__WHAT THE TASK REQUIRES__
The records are to be copied exactly and in full.

___

PR #1941, opened 2022-07-14
Improve `state use`.

mitchell-as:
<table>
<td>
  <a href="https://activestatef.atlassian.net/browse/DX-1046" title="DX-1046" target="_blank">StoryDX-1046</a>  As a user I can install a new runtime with state use
  </td></table>
  <br />
 

* All projects are stored in ~/Projects. (Configurable by env var for now.)
* `state use project` may be used if the project is already checked out. (Can omit org.)
* Switching to already checked out project does not re-check it out.
* Support `--path` and `--branch` options, just like `state activate`.

Still waiting on Product for messaging around what to print after running this. Currently we print "Switched to [name] located at [path]".

### DIFF
--- a/internal/locale/locales/en-us.yaml
+++ b/internal/locale/locales/en-us.yaml
@@ -856,6 +856,8 @@ err_activate_create_project:
   other: Could not create new project
 err_invalid_namespace:
   other: "Invalid namespace: [NOTICE]{{.V0}}[/RESET]. Should be in the format of [NOTICE]org/project[/RESET], and can optionally contain a [NOTICE]#COMMIT_ID[/RESET] suffix. Names should be alphanumeric and may contain dashes and periods."
+err_invalid_project_name:
+  other: "Invalid project name: [NOTICE]{{.V0}}[/RESET]. Names should be alphanumeric, may contain dashes and periods, and can optionally contain a [NOTICE]#COMMIT_ID[/RESET] suffix."
 err_could_not_get_commit_behind_count:
   other: Could not obtain commit history properly
 err_must_create_project:
@@ -1868,11 +1870,17 @@ err_update_corrupt_install:
 arg_state_use_namespace:
   other: org/project
 arg_state_use_namespace_description:
-  other: The namespace of the project that you wish to use
-err_checkout_project:
+  other: The namespace of the project that you wish to use. If the project has already been checked out, you can simply use the project's name instead of the entire namespace.
+err_use_cannot_determine_projects_dir:
+  other: Cannot determine where to check out project to
+err_use_checkout_project:
   other: Could not checkout project {{.V0}}
-err_project_frompath:
+err_use_project_frompath:
   other: Could not create project files
+use_checkout_first:
+  other: "Please check it out first with [ACTIONABLE]state use org/{{.V0}}[/RESET]"
+err_use_project_not_checked_out:
+  other: "The project [ACTIONABLE]{{.V0}}[/ACTIONABLE] does not exist at [ACTIONABLE]{{.V1}}[/RESET]."
 err_language_by_commit:
   other: Could not get language from commit ID {{.V0}}
 err_make_language:
--- a/internal/locale/locales/en-us.yaml
+++ b/internal/locale/locales/en-us.yaml
@@ -1872,7 +1872,7 @@ flag_state_use_path_description:
 arg_state_use_namespace:
   other: org/project
 arg_state_use_namespace_description:
-  other: The namespace of the project that you wish to use. If the project has already been checked out, you can simply use the project's name instead of the entire namespace.
+  other: The org/project namespace of the project that you wish to use. If the project has already been checked out, you can simply use the project's name instead of the entire namespace.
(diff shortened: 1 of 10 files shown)


internal/runners/use/use.go
```diff
@@ -66,14 +69,44 @@ func (u *Use) Run(params *Params) error {
...
+		proj, err = project.FromPath(projectDir)
+		if err != nil {
+			wrapped := locale.WrapInputError(err, "err_use_project_not_checked_out", "", params.Namespace.Project, projectDir)
+			errs.AddTips(wrapped, locale.Tl("use_checkout_first", "", params.Namespace.Project))
+			return wrapped
+		}
+
+		if params.Branch != "" && proj.BranchName() != params.Branch {
+			return locale.NewInputError("err_conflicting_branch_while_checkedout", "", params.Branch, proj.BranchName())
+		}
```
MDrakos, line 109: I _think_ this is missing the following AC:
 - If namespace or projectName matches an already locally checked out project; use that instead of checking it out fresh

Wouldn't we have to check the config to see if a namespace matches a project checked out somewhere else on the system? This would mean that if I activated a project in a directory other than `~/Projects` I should be able `state use` that project without it being checked out again.

internal/locale/locales/en-us.yaml
```diff
@@ -1865,14 +1867,22 @@ err_update_corrupt_install:
...
+  other: The namespace of the project that you wish to use. If the project has already been checked out, you can simply use the project's name instead of the entire namespace.
+err_use_cannot_determine_projects_dir:
+  other: Cannot determine where to check out project to
+err_use_checkout_project:
   other: Could not checkout project {{.V0}}
-err_project_frompath:
+err_use_project_frompath:
   other: Could not create project files
+use_checkout_first:
+  other: "Please check it out first with [ACTIONABLE]state use org/{{.V0}}[/RESET]"
```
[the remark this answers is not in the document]
mitchell-as: Fair enough. I will add a "where 'org' is your organization's name" too.

internal/locale/locales/en-us.yaml
```diff
@@ -1865,14 +1867,22 @@ err_update_corrupt_install:
...
     Uninstallation instructions: {{.V0}}/troubleshooting/uninstall/
     Installation instructions: {{.V0}}/install/
+flag_state_use_path_description:
+  other: Where to install the project. The default location is in your ~/Projects directory
 arg_state_use_namespace:
   other: org/project
 arg_state_use_namespace_description:
-  other: The namespace of the project that you wish to use
-err_checkout_project:
+  other: The namespace of the project that you wish to use. If the project has already been checked out, you can simply use the project's name instead of the entire namespace.
```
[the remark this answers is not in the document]
mitchell-as: Fair enough.

internal/runners/use/use.go
mitchell-as: You are correct that this does not handle the case of a project checked out elsewhere. I have to add that. There is a unit test for this AC for projects checked out without using a custom path: https://github.com/ActiveState/cli/pull/1941/files#diff-5c34fd97485de0785b3179af8a6a7a4d5fe90ec253e26934b92640142105ceadR90

internal/runners/use/use.go
```diff
@@ -112,3 +145,22 @@ func (u *Use) Run(params *Params) error {
...
+
+func (u *Use) getLocalProjectPath(ns *project.Namespaced) string {
+	for namespace, paths := range projectfile.GetProjectMapping(u.config) {
+		if len(paths) == 0 {
+			continue
+		}
+		var namespaced project.Namespaced
+		err := namespaced.Set(namespace)
+		if err != nil {
+			logging.Debug("Cannot parse namespace: %v") // should not happen since this is stored
```
MDrakos, line 157: nit: If we make this `logging.Critical` it should get reported to rollbar. An error happening here would mean we're doing something wrong with storing our project mapping.

pkg/project/namespace_test.go
```diff
@@ -34,6 +34,22 @@ func TestParseNamespace_Invalid(t *testing.T) {
...
+	assert.Empty(t, parsed.CommitID)
+	assert.True(t, parsed.AllowOmitOwner)
+
+	parsed, err = ParseProjectNoOwner("project#a10-b11c12-d13e14-f15")
+	assert.NoError(t, err, "should be able to parse project part of namspace")
+	assert.Empty(t, parsed.Owner)
+	assert.Equal(t, parsed.Project, "project")
+	assert.Equal(t, *parsed.CommitID, strfmt.UUID("a10-b11c12-d13e14-f15"))
+	assert.True(t, parsed.AllowOmitOwner)
+}
```
MDrakos, line 51: nit: a lot of our unit tests are either split up where one tests is only testing one thing OR we use a table test (See [here](https://dave.cheney.net/2019/05/07/prefer-table-driven-tests). Some Go tooling will also auto-generate the table tests for you. It's mostly personal preference though.

MDrakos (approved):
Looks good to me. Just a couple nits to consider.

___

__SOLVED EXERCISE__
PR #1941, opened 2022-07-14
Improve `state use`.

mitchell-as:
<table>
<td>
  <a href="https://activestatef.atlassian.net/browse/DX-1046" title="DX-1046" target="_blank">StoryDX-1046</a>  As a user I can install a new runtime with state use
  </td></table>
  <br />
 

* All projects are stored in ~/Projects. (Configurable by env var for now.)
* `state use project` may be used if the project is already checked out. (Can omit org.)
* Switching to already checked out project does not re-check it out.
* Support `--path` and `--branch` options, just like `state activate`.

Still waiting on Product for messaging around what to print after running this. Currently we print "Switched to [name] located at [path]".

### DIFF
--- a/internal/locale/locales/en-us.yaml
+++ b/internal/locale/locales/en-us.yaml
@@ -856,6 +856,8 @@ err_activate_create_project:
   other: Could not create new project
 err_invalid_namespace:
   other: "Invalid namespace: [NOTICE]{{.V0}}[/RESET]. Should be in the format of [NOTICE]org/project[/RESET], and can optionally contain a [NOTICE]#COMMIT_ID[/RESET] suffix. Names should be alphanumeric and may contain dashes and periods."
+err_invalid_project_name:
+  other: "Invalid project name: [NOTICE]{{.V0}}[/RESET]. Names should be alphanumeric, may contain dashes and periods, and can optionally contain a [NOTICE]#COMMIT_ID[/RESET] suffix."
 err_could_not_get_commit_behind_count:
   other: Could not obtain commit history properly
 err_must_create_project:
@@ -1868,11 +1870,17 @@ err_update_corrupt_install:
 arg_state_use_namespace:
   other: org/project
 arg_state_use_namespace_description:
-  other: The namespace of the project that you wish to use
-err_checkout_project:
+  other: The namespace of the project that you wish to use. If the project has already been checked out, you can simply use the project's name instead of the entire namespace.
+err_use_cannot_determine_projects_dir:
+  other: Cannot determine where to check out project to
+err_use_checkout_project:
   other: Could not checkout project {{.V0}}
-err_project_frompath:
+err_use_project_frompath:
   other: Could not create project files
+use_checkout_first:
+  other: "Please check it out first with [ACTIONABLE]state use org/{{.V0}}[/RESET]"
+err_use_project_not_checked_out:
+  other: "The project [ACTIONABLE]{{.V0}}[/ACTIONABLE] does not exist at [ACTIONABLE]{{.V1}}[/RESET]."
 err_language_by_commit:
   other: Could not get language from commit ID {{.V0}}
 err_make_language:
--- a/internal/locale/locales/en-us.yaml
+++ b/internal/locale/locales/en-us.yaml
@@ -1872,7 +1872,7 @@ flag_state_use_path_description:
 arg_state_use_namespace:
   other: org/project
 arg_state_use_namespace_description:
-  other: The namespace of the project that you wish to use. If the project has already been checked out, you can simply use the project's name instead of the entire namespace.
+  other: The org/project namespace of the project that you wish to use. If the project has already been checked out, you can simply use the project's name instead of the entire namespace.
(diff shortened: 1 of 10 files shown)


internal/runners/use/use.go
```diff
@@ -66,14 +69,44 @@ func (u *Use) Run(params *Params) error {
...
+		proj, err = project.FromPath(projectDir)
+		if err != nil {
+			wrapped := locale.WrapInputError(err, "err_use_project_not_checked_out", "", params.Namespace.Project, projectDir)
+			errs.AddTips(wrapped, locale.Tl("use_checkout_first", "", params.Namespace.Project))
+			return wrapped
+		}
+
+		if params.Branch != "" && proj.BranchName() != params.Branch {
+			return locale.NewInputError("err_conflicting_branch_while_checkedout", "", params.Branch, proj.BranchName())
+		}
```
MDrakos, line 109: I _think_ this is missing the following AC:
 - If namespace or projectName matches an already locally checked out project; use that instead of checking it out fresh

Wouldn't we have to check the config to see if a namespace matches a project checked out somewhere else on the system? This would mean that if I activated a project in a directory other than `~/Projects` I should be able `state use` that project without it being checked out again.

internal/locale/locales/en-us.yaml
```diff
@@ -1865,14 +1867,22 @@ err_update_corrupt_install:
...
+  other: The namespace of the project that you wish to use. If the project has already been checked out, you can simply use the project's name instead of the entire namespace.
+err_use_cannot_determine_projects_dir:
+  other: Cannot determine where to check out project to
+err_use_checkout_project:
   other: Could not checkout project {{.V0}}
-err_project_frompath:
+err_use_project_frompath:
   other: Could not create project files
+use_checkout_first:
+  other: "Please check it out first with [ACTIONABLE]state use org/{{.V0}}[/RESET]"
```
[the remark this answers is not in the document]
mitchell-as: Fair enough. I will add a "where 'org' is your organization's name" too.

internal/locale/locales/en-us.yaml
```diff
@@ -1865,14 +1867,22 @@ err_update_corrupt_install:
...
     Uninstallation instructions: {{.V0}}/troubleshooting/uninstall/
     Installation instructions: {{.V0}}/install/
+flag_state_use_path_description:
+  other: Where to install the project. The default location is in your ~/Projects directory
 arg_state_use_namespace:
   other: org/project
 arg_state_use_namespace_description:
-  other: The namespace of the project that you wish to use
-err_checkout_project:
+  other: The namespace of the project that you wish to use. If the project has already been checked out, you can simply use the project's name instead of the entire namespace.
```
[the remark this answers is not in the document]
mitchell-as: Fair enough.

internal/runners/use/use.go
mitchell-as: You are correct that this does not handle the case of a project checked out elsewhere. I have to add that. There is a unit test for this AC for projects checked out without using a custom path: https://github.com/ActiveState/cli/pull/1941/files#diff-5c34fd97485de0785b3179af8a6a7a4d5fe90ec253e26934b92640142105ceadR90

internal/runners/use/use.go
```diff
@@ -112,3 +145,22 @@ func (u *Use) Run(params *Params) error {
...
+
+func (u *Use) getLocalProjectPath(ns *project.Namespaced) string {
+	for namespace, paths := range projectfile.GetProjectMapping(u.config) {
+		if len(paths) == 0 {
+			continue
+		}
+		var namespaced project.Namespaced
+		err := namespaced.Set(namespace)
+		if err != nil {
+			logging.Debug("Cannot parse namespace: %v") // should not happen since this is stored
```
MDrakos, line 157: nit: If we make this `logging.Critical` it should get reported to rollbar. An error happening here would mean we're doing something wrong with storing our project mapping.

pkg/project/namespace_test.go
```diff
@@ -34,6 +34,22 @@ func TestParseNamespace_Invalid(t *testing.T) {
...
+	assert.Empty(t, parsed.CommitID)
+	assert.True(t, parsed.AllowOmitOwner)
+
+	parsed, err = ParseProjectNoOwner("project#a10-b11c12-d13e14-f15")
+	assert.NoError(t, err, "should be able to parse project part of namspace")
+	assert.Empty(t, parsed.Owner)
+	assert.Equal(t, parsed.Project, "project")
+	assert.Equal(t, *parsed.CommitID, strfmt.UUID("a10-b11c12-d13e14-f15"))
+	assert.True(t, parsed.AllowOmitOwner)
+}
```
MDrakos, line 51: nit: a lot of our unit tests are either split up where one tests is only testing one thing OR we use a table test (See [here](https://dave.cheney.net/2019/05/07/prefer-table-driven-tests). Some Go tooling will also auto-generate the table tests for you. It's mostly personal preference though.

MDrakos (approved):
Looks good to me. Just a couple nits to consider.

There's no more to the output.